Die Lübecker maritime Geschichte erhält mit der Taufe der Korvette „Lübeck“ ein neues Kapitel. Als das zehnte und letzte Schiff der Braunschweig-Klasse wurde sie am traditionsreichen Standort Hamburg bei Blohm+Voss feierlich in Anwesenheit von Vertretern aus Politik, Wirtschaft und Bundeswehr getauft. Huong Nguyen sprach den Taufspruch und verlieh dem Ereignis einen feierlichen Rahmen. Die „Lübeck“ ist fast 90 Meter lang und wurde als Ersatz für Schnellboote konzipiert, um die Sicherheit in Nord- und Ostsee zu gewährleisten.
Die Indienststellung der „Lübeck“ erfolgt nach der Endausrüstung, die in Hamburg stattfindet. Ihr zukünftiger Stützpunkt wird Hohe Düne in Rostock-Warnemünde sein, Heimat des 1. Korvettengeschwaders. Diese neuen Korvetten sind nicht nur modern, sondern auch ein strategischer Schritt, insbesondere nach dem Überfall Russlands auf die Ukraine 2023. Ein Zielbild sieht vor, dass jederzeit drei Korvetten einsatzbereit sein müssen, was durch insgesamt zehn Einheiten der Braunschweig-Klasse sichergestellt wird.
Technische Raffinesse und Ausstattung
Die „Lübeck“ ist nicht nur ein Schiff, sondern ein hochmodernes Marinegerät mit einer Stammbesatzung von 61 Soldatinnen und Soldaten. Ihre Hauptaufgaben umfassen Aufklärung und die Bekämpfung von Seezielen in den flachen küstennahen Gewässern der Nord- und Ostsee. Ausgestattet mit schweren See- und Landzielflugkörpern des Typs RBS 15 Mk3, die eine Reichweite von über 200 Kilometern haben, ist sie bestens gerüstet für ihre Einsätze.
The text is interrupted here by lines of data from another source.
PR #8072, opened 2026-06-29
fix(FR-3179): show actual allocated resources on session detail page

ironAiken2:
Resolves FR-3179 — https://lablup.atlassian.net/browse/FR-3179

> The Jira→GitHub clone for FR-3179 did not exist at PR creation time, so the GitHub `Resolves #N (FR-3179)` reference could not be added. Replace this line with `Resolves #<N> (FR-3179)` once the webhook clones the issue.

## Summary

The session detail page previously showed only the **requested** resources. When the actually-allocated resources differ from the request — e.g. a 1.5 fGPU request rounded down to 1.0 fGPU by the quantum size — the user could not tell what the session actually holds.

Diese Flugkörper fliegen in Höhen von bis zu zwei Metern über dem Meer, abhängig vom Seegang.
Ein weiteres Highlight der Technik an Bord ist das TRS-3D/16 Radar, das von EADS gefertigt wurde. Mit einer Antenne, die passiv phasengesteuert arbeitet und eine beeindruckende Ortungsreichweite von bis zu 110 km gegen Kampfflugzeuge bietet, kann die Korvette bis zu 300 See- und Luftziele gleichzeitig verfolgen. Diese Fähigkeiten werden durch ein ausgeklügeltes Kommunikationsstörsystem ergänzt, das eine effektive Überwachung und Selbstverteidigung ermöglicht.
Tradition und Zukunft
Der Name „Lübeck“ hat eine lange Tradition in den deutschen Seestreitkräften und ist bereits das fünfte Schiff, das nach der Hansestadt benannt wurde. Vorgängerinnen waren eine Radkorvette, ein Kleiner Kreuzer und zwei Fregatten, die alle ihren Teil zur maritimen Geschichte Deutschlands beigetragen haben. Die letzte Fregatte wurde 2022 außer Dienst gestellt, was die Taufe der neuen Korvette umso bedeutungsvoller macht.
Die „Lübeck“ wird nicht nur ein Symbol für die maritime Sicherheit Deutschlands sein, sondern auch ein Zeichen für Innovation und Fortschritt in der Marine-Technologie. Der Rüstungshersteller Rheinmetall, der kürzlich Blohm+Voss übernommen hat, unterstreicht die Bedeutung der „Lübeck“ für die zukünftige Sicherheitspolitik in der Region. Mit der „Lübeck“ wird ein neues Zeitalter in der deutschen Marine eingeläutet, das auf modernen Technologien und einer starken Tradition basiert.